(GIVEN RECORDS Opens)

PR #13179, opened 2026-03-31
fix(backend): increase MLMD client retry budget for MySQL deadlocks

droctothorpe:
## Summary

When many pipeline tasks run in parallel, their driver and launcher pods simultaneously call `PutExecution` on the MLMD gRPC server. The server translates these into concurrent MySQL transactions that deadlock each other, returning `codes.Aborted` to the client. The previous retry configuration (3 retries, 300 ms base backoff) was exhausted quickly under sustained contention, causing pods to exit non-zero and Argo to mark steps as failed.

(GIVEN RECORDS Closes)

WHAT YOU HAVE TO DO - Taking the records above as input, show every line in which the word "MLMD" is present.

EXERCISE RESPONSE -
fix(backend): increase MLMD client retry budget for MySQL deadlocks
When many pipeline tasks run in parallel, their driver and launcher pods simultaneously call `PutExecution` on the MLMD gRPC server. The server translates these into concurrent MySQL transactions that deadlock each other, returning `codes.Aborted` to the client. The previous retry configuration (3 retries, 300 ms base backoff) was exhausted quickly under sustained contention, causing pods to exit non-zero and Argo to mark steps as failed.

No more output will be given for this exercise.